Question

In: Nursing

Ruth Jolly, a 43-year-old female client, is admitted with a history of a urinary stricture and...

Ruth Jolly, a 43-year-old female client, is admitted with a history of a urinary stricture and bladder diverticulum, diagnosed by a voiding cystourethrogram. The client is gravida 6, para 6 and 3 of the births were instrument births, with fourth-degree lacerations involving rectal and urethra tears, which were repaired. The client has an active bladder infection and is currently taking trimethoprim (Primsol), 200 mg po once daily for 60 days, and is on day 10. The client is allergic to penicillin and sulfa. The vital signs are T, 99° F; BP, 110/70 mm Hg; HR, 80 beats/minute; RR, 22 breaths/minute. The client reports having had several urethra dilations in the past and the first stage of the urethroplasty with cystostomy tube and is going for the urethra graft today and placement of a splinting catheter. The client asks the LPN/LVN what to expect after surgery today.

a. What could be the possible cause for the client’s urinary stricture and bladder diverticulum?

b. Explain the past and current treatments of the urethra stricture and bladder diverticulum the client has had or is going to have today.

Solutions

Expert Solution

A. Urethral stricture is the scarring and narrowing of the urethra. The pecularity of female urethra is, ti us small and measuring 4 cm, hence high chances of developing UTI.
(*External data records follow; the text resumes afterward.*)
PR #330, opened 2021-11-23
Add allowSimilarRankItems option on liturgical day definitions

### LINKED ISSUE #172: Immaculate heart of Mary is Memorial ?
`immaculateHeartOfMary` have type rank set to `FEAST`. But I think it should be `MEMORIAL` (at least it is in France and United-States). But I guess it's an error and it should be a `MEMORIAL` in the `general.js` calendar as well.

Futhermore there is a comment just above mentioning `// Memorials`.

emagnier:
Fixes #172.

This also introduce a new `LiturgicalDay` definition parameter: `allowSimilarRankItems: boolean`.

When this option is enabled, in addition to the current liturgical day, similar items can also be output.
The similar items must have the same rank, and a precedence equal or lower to the current item.

This makes possible to output **Immaculate heart of Mary** while keeping existing memorials on this day.
- 2014 June 28: **Immaculate heart of Mary** + **Saint Irenaeus**
- 2015 June 13: **Immaculate heart of Mary** + **Saint Anthony of Padua**
- 2022 June 25: **Immaculate heart of Mary only**, because there are no other memorials.

### DIFF
--- a/lib/general-calendar/proper-of-saints.ts
+++ b/lib/general-calendar/proper-of-saints.ts
@@ -442,8 +442,8 @@ export class GeneralRoman extends CalendarDef {
       precedence: Precedences.GeneralMemorial_10,
       // The Saturday, after the Solemnity of the Most Sacred Heart of Jesus
       dateDef: { dateFn: 'immaculateHeartOfMary' },
-      // If this liturgical day fall the same day of another memorial, do not
-      // replace this another memorial, but keep them both.
+      // If this liturgical day and a memorial occur on the same day,
+      // do not replace the latter, but output them both.
       allowSimilarRankItems: true,
       colors: Colors.White,
       properCycle: ProperCycles.ProperOfTime,
--- a/lib/general-calendar/proper-of-saints.ts
+++ b/lib/general-calendar/proper-of-saints.ts
@@ -442,6 +442,9 @@ export class GeneralRoman extends CalendarDef {
       precedence: Precedences.GeneralMemorial_10,
       // The Saturday, after the Solemnity of the Most Sacred Heart of Jesus
       dateDef: { dateFn: 'immaculateHeartOfMary' },
+      // If this liturgical day fall the same day of another memorial, do not
+      // replace this another memorial, but keep them both.
+      allowSimilarRankItems: true,
       colors: Colors.White,
       properCycle: ProperCycles.ProperOfTime,
     },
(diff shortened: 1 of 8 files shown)


lib/general-calendar/proper-of-saints.ts
```diff
@@ -442,6 +442,9 @@ export class GeneralRoman extends CalendarDef {
       precedence: Precedences.GeneralMemorial_10,
       // The Saturday, after the Solemnity of the Most Sacred Heart of Jesus
       dateDef: { dateFn: 'immaculateHeartOfMary' },
+      // If this liturgical day fall the same day of another memorial, do not
+      // replace this another memorial, but keep them both.
```
tukusejssirs: Don’t want to nitpick on this, but here’s my suggestion. Otherwise, fix at least `fall` → `falls`. :wink:

```suggestion
      // If this liturgical day and a memorial occur on the same day,
      // do not replace the latter, but output them both.
```

tests/dates.test.ts
```diff
@@ -468,6 +468,18 @@ describe('Testing specific liturgical date functions', () => {
         expect(rangeContainsDate(range, immaculateHeartOfMary)).toBeTrue();
       }
     });
+
+    test('When it falls the same day as another memorial, both memorials are kept', async () => {
```
tukusejssirs:
```suggestion
    test('When it occurs on the same day as another memorial, both memorials are output', async () => {
```

tests/dates.test.ts
```diff
@@ -468,6 +468,18 @@ describe('Testing specific liturgical date functions', () => {
...
+      const romcal = new Romcal();
+      const keys = (await romcal.generateCalendar(2015))['2015-06-13'].map((d) => d.key);
+      expect(JSON.stringify(keys)).toEqual(JSON.stringify(['immaculate_heart_of_mary', 'anthony_of_padua_priest']));
+    });
+
+    test('When it falls on a weekday, only one item is output for this day', async () => {
```
tukusejssirs:
```suggestion
    test('When it occurs on a weekday, only one item is output for this day', async () => {
```

tukusejssirs (dismissed):
Some nitpicks, nothing serious. :wink:

tukusejssirs (approved):

emagnier:
Thank you for the review 😉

A bladder diverticulum is the outpouching of the walls of bladder.

The possible causes of clients urinary stricture and bladder diverticulam already explained in her past history itself. Age is forst factor, as the age of the client (43 yeras) increases the channces opf muscle tone decrease. Here also same thing can influence.Advance age of the patient, then her pregnancy status ( she delivered 6 times) this will cause loosening of the vaginal and urethral muscles. She also underwent instrumental deliveries, and developed 4th degree rectal and urethral tears. the client also had the history of several urethra dilatations.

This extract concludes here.